### Work to complete
Work out how many lines in the listing below include the word "logger". Give nothing but the number.

### Supplied entries
※
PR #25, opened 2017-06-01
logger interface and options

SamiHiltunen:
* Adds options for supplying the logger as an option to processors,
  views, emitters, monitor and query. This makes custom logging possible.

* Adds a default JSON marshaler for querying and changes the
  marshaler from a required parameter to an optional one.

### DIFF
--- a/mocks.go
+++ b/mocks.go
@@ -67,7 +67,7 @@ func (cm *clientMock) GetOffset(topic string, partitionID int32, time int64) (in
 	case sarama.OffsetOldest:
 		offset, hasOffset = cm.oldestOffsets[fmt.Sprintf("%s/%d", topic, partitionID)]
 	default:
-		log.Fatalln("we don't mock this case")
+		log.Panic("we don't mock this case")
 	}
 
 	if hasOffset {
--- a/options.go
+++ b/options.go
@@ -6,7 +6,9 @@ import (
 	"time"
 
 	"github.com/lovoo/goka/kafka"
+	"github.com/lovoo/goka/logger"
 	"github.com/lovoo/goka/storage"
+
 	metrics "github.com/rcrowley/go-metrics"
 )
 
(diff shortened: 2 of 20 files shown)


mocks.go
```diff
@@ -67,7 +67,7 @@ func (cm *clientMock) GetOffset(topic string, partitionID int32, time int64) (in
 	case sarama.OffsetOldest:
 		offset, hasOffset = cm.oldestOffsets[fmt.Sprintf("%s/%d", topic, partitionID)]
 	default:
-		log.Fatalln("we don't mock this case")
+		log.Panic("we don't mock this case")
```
※
### Expected answer
3